Surgery may be an option if your cancer is confined to the lungs. If you have a larger lung cancer, your doctor may recommend chemotherapy or radiation therapy before surgery in order to shrink the cancer. If there’s a risk that cancer cells were left behind after surgery or that your cancer may recur, your doctor may recommend chemotherapy or radiation therapy after surgery.
Radiation therapy uses high-powered energy beams from sources such as X-rays and protons to kill cancer cells. During radiation therapy, you lie on a table while a machine moves around you, directing radiation to precise points on your body.
For people with locally advanced lung cancer, radiation may be used before surgery or after surgery. It’s often combined with chemotherapy treatments.
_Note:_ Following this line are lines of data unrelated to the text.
PR #14153, opened 2024-09-05
Chore/add versioning to transport bridge

karliatto:
## Description
Add version to tranport-bridge containing suite version as `<transport-bridge>-bundled.<suite-version>`.

image

### DIFF
--- a/packages/suite-desktop-core/src/threads/bridge.ts
+++ b/packages/suite-desktop-core/src/threads/bridge.ts
@@ -29,6 +29,7 @@ const init = (settings: TrezordNodeSettings) =>
             }),
             { serviceName: 'trezord-node' },
         ),
+        bundledVersion: process.env.VERSION,
     });
 
 createThread(init);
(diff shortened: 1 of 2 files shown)


mroz22 (changes requested):
This is another manual step we are going to forget about. And since we are not going to release a standalone version anytime soon, I'd say we shouldn't do version bumps like this. Instead I propose something like:

- where node bridge is initiated, pass suite-destkop version as a param
- from node-bridge endpoints returning version, return something like `3.0.0-bundled.24.9.0`

karliatto:
> This is another manual step we are going to forget about. And since we are not going to release a standalone version anytime soon, I'd say we shouldn't do version bumps like this. Instead I propose something like:
> 
>     * where node bridge is initiated, pass suite-destkop version as a param
> 
>     * from node-bridge endpoints returning version, return something like `3.0.0-bundled.24.9.0`

Ok, let's do it like that then, I am experimenting with that way.. So when we run trerzordnode as standalone it should only display `3.0.0` ?

mroz22 (approved):
looks ok 👍

PR #14160, opened 2024-09-05
refactor(ds): Add divider to Flex

jvaclavik:
## Related Issue

Resolve 

## Screenshots:
image

### DIFF
--- a/packages/components/src/components/Flex/Flex.tsx
+++ b/packages/components/src/components/Flex/Flex.tsx
@@ -1,7 +1,9 @@
-import { SpacingValues } from '@trezor/theme';
-import styled from 'styled-components';
+import { Elevation, mapElevationToBorder, SpacingValues } from '@trezor/theme';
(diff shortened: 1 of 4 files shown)


packages/components/src/components/Flex/Flex.tsx
```diff
@@ -82,6 +130,9 @@ export type FlexProps = AllowedFrameProps & {
     flex?: Flex;
     flexWrap?: FlexWrap;
     isReversed?: boolean;
+    hasDivider?: boolean;
+    /** @deprecated Use only is case of absolute desperation. Prefer keep it according to elevation. */
```
seibei-iguchi, line 134: Why adding a prop if we immediately say it's deprecated?

seibei-iguchi (approved):

packages/components/src/components/Flex/Flex.tsx
jvaclavik: Good question, we might delete it if it's not necessary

If surgery isn’t an option, combined chemotherapy and radiation therapy may be your primary treatment.
For advanced lung cancers and those that have spread to other areas of the body, radiation therapy may help relieve symptoms, such as pain.
Chemotherapy uses drugs to kill cancer cells. One or more chemotherapy drugs may be given through a vein in your arm (intravenously) or taken orally. A combination of drugs usually is given in a series of treatments over a period of weeks or months, with breaks in between so that you can recover.
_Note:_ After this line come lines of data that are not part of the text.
PR #14162, opened 2024-09-05
Remove `SecurityCheckButton`

komret:
## Description

The `SecurityCheckButton` had a set `height` so that it does not change height when switching between `SecurityCheck` and `SecurityCheckFail` (when you click the secondary button). This broke during Suite redesign when `Button` changed its default height.

I think we actually don't need it to keep a constant height between the views so I deleted it to keep things simple.

I also changed the button layout to resemble that of Suite modals. However, it doesn't look great, does it? Maybe we should consider adding `flex` or `flexGrow` etc. to `frameProps`, @jvaclavik?

## Related Issue

Resolve 

## Screenshots:
Before:
Screenshot 2024-09-05 at 16 45 27
After:
Screenshot 2024-09-05 at 16 46 19

### DIFF
--- a/packages/components/src/components/buttons/Button/Button.tsx
+++ b/packages/components/src/components/buttons/Button/Button.tsx
@@ -160,6 +160,7 @@ export const Button = ({
     return (
         <ButtonContainer
             as={isLink ? 'a' : 'button'}
+            target={isLink ? target || '_blank' : undefined}
             href={href}
             $variant={variant}
             $size={size}
--- a/packages/suite/src/components/suite/SecurityCheck/SecurityCheckFail.tsx
+++ b/packages/suite/src/components/suite/SecurityCheck/SecurityCheckFail.tsx
@@ -1,12 +1,11 @@
 import styled from 'styled-components';
 
-import { H2, Row, Text, useElevation } from '@trezor/components';
+import { Button, H2, Row, Text, useElevation } from '@trezor/components';
 import { Elevation, mapElevationToBorder, spacings, spacingsPx } from '@trezor/theme';
 import { TREZOR_SUPPORT_FW_CHECK_FAILED } from '@trezor/urls';
 
 import { Translation, TrezorLink } from 'src/components/suite';
 import { SecurityChecklist } from '../../../views/onboarding/steps/SecurityCheck/SecurityChecklist';
-import { SecurityCheckButton } from '../../../views/onboarding/steps/SecurityCheck/SecurityCheckButton';
 import { SecurityCheckLayout } from './SecurityCheckLayout';
 
 const TopSection = styled.div<{ $elevation: Elevation }>`
@@ -19,10 +18,6 @@ const TopSection = styled.div<{ $elevation: Elevation }>`
 const StyledTrezorLink = styled(TrezorLink)`
     /* flex-grow has no effect on a link, display is set to contents so that it can be read from the child */
     display: contents;
-`;
-
-const StyledSecurityCheckButton = styled(SecurityCheckButton)`
-    flex-grow: 1;
 `;
 
 const checklistItems = [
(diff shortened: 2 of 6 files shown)


packages/suite/src/views/onboarding/steps/SecurityCheck/SecurityCheck.tsx
```diff
@@ -231,27 +220,29 @@ const SecurityCheckContent = ({
...
-                        </TimeEstimateWrapper>
-                    </SecurityCheckButtonWithSecondLine>
+                        <Column>
+                            <Translation id={primaryButtonTopText} />
+                            <TimeEstimateWrapper>
+                                <Icon size={12} name="clock" color={theme.iconOnPrimary} />
+                                <Translation id="TR_TAKES_N_MINUTES" />
+                            </TimeEstimateWrapper>
+                        </Column>
+                    </Button>
```
jvaclavik: How about using `isFullWidth` prop for all buttons here?

packages/suite/src/views/onboarding/steps/SecurityCheck/SecurityCheck.tsx
```diff
@@ -69,18 +68,8 @@ const Buttons = styled.div<{ $elevation: Elevation }>`
     display: flex;
     flex-wrap: wrap;
```
jvaclavik, line 71: You probably need to change also flex wrapping here. It should be in media query where`flex-wrap: wrap` is set only for small resolutions.

packages/suite/src/views/onboarding/steps/SecurityCheck/SecurityCheck.tsx
komret: It works differently, though.

1. Doesn't work well with `flex-wrap`
2. When only one of the buttons `isFullWidth`, the other one shrinks:
flex-grow:
Screenshot 2024-09-05 at 17 44 37
width:
Screenshot 2024-09-05 at 17 37 16
3. When each of the `isFullWidth`, they grow to the same width instead of growing proportionally:
flex-grow:
Screenshot 2024-09-05 at 17 46 01
width:
Screenshot 2024-09-05 at 17 45 21

jvaclavik:
PR was updated. 

Current design:

Screenshot 2024-09-10 at 12 06 03

Screenshot 2024-09-10 at 12 06 12

Screenshot 2024-09-10 at 12 06 15

image

packages/components/src/components/buttons/Button/Button.tsx
```diff
@@ -160,6 +160,7 @@ export const Button = ({
     return (
         <ButtonContainer
             as={isLink ? 'a' : 'button'}
+            target={isLink ? target || '_blank' : undefined}
```
jvaclavik, line 163: This was a bug in button with `href` (`target` didn't work)

packages/urls/src/urls.ts
```diff
@@ -93,7 +93,7 @@ export const HELP_CENTER_EVM_ADDRESS_CHECKSUM =
 export const HELP_CENTER_FIRMWARE_REVISION_CHECK =
     'https://trezor.io/learn/a/trezor-firmware-revision-check';
 export const TREZOR_SUPPORT_FW_CHECK_FAILED =
```
jvaclavik, line 95: I don't understand why it worked before

packages/suite/src/components/suite/SecurityCheck/SecurityCheckFail.tsx
```diff
@@ -1,23 +1,21 @@
...
     margin-top: ${spacingsPx.xs};
-    padding-bottom: ${spacingsPx.xl};
+    margin-bottom: ${spacingsPx.xl};
     width: 100%;
 `;
 
-const StyledTrezorLink = styled(TrezorLink)`
-    /* flex-grow has no effect on a link, display is set to contents so that it can be read from the child */
-    display: contents;
+const Flex = styled.div`
```
jvaclavik, line 17: Not a perfect solution, but it's OK for now until we come with something better.

packages/suite/src/components/suite/SecurityCheck/SecurityCheckFail.tsx
```diff
@@ -50,30 +48,29 @@ export const SecurityCheckFail = ({ goBack, useSoftMessaging }: SecurityCheckFai
         ? 'TR_DEVICE_COMPROMISED_TEXT_SOFT'
         : 'TR_DEVICE_COMPROMISED_TEXT';
 
-    const { elevation } = useElevation();
-
     return (
```
jvaclavik, line 51: I prioritized it in our design backlog that we are going to polish these screens in near future.

jvaclavik (approved):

Chemotherapy is often used after surgery to kill any cancer cells that may remain. It can be used alone or combined with radiation therapy. Chemotherapy may also be used before surgery to shrink cancers and make them easier to remove.
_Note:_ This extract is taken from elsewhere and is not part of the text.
PR #14163, opened 2024-09-05
tests: get rid of gitlab old trezor-suite image in suite desktop tests

karliatto:
## Description

This PR stop using docker image ` registry.gitlab.com/satoshilabs/trezor/trezor-suite/base:latest` that was required in gitlab but we do not need it anymore, so it is possible to simplify and delete some code.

In people with advanced lung cancer, chemotherapy can be used to relieve pain and other symptoms.
Stereotactic body radiotherapy, also known as radiosurgery, is an intense radiation treatment that aims many beams of radiation from many angles at the cancer. Stereotactic body radiotherapy treatment is typically completed in one or a few treatments.
Radiosurgery may be an option for people with small lung cancers who can’t undergo surgery. It may also be used to treat lung cancer that spreads to other parts of the body, including the brain.
Targeted drug therapy
Targeted drug treatments focus on specific abnormalities present within cancer cells. By blocking these abnormalities, targeted drug treatments can cause cancer cells to die.
Many targeted therapy drugs are used to treat lung cancer, though most are reserved for people with advanced or recurrent cancer.
Some targeted therapies only work in people whose cancer cells have certain genetic mutations. Your cancer cells may be tested in a laboratory to see if these drugs might help you.
Immunotherapy uses your immune system to fight cancer. Your body’s disease-fighting immune system may not attack your cancer because the cancer cells produce proteins that blind the immune system cells. Immunotherapy works by interfering with that process.
Immunotherapy treatments are generally reserved for people with advanced lung cancer.
People with lung cancer often experience signs and symptoms of the cancer, as well as side effects of treatment. Supportive care, also known as palliative care, is a specialty area of medicine that involves working with a doctor to minimize your signs and symptoms.
Your doctor may recommend that you meet with a palliative care team soon after your diagnosis to ensure that you’re comfortable during and after your cancer treatment.
In one study, people with advanced non-small cell lung cancer who began receiving supportive care soon after their diagnosis lived longer than those who continued with treatments, such as chemotherapy and radiation. Those receiving supportive care reported improved mood and quality of life. They survived, on average, almost three months longer than did those receiving standard care.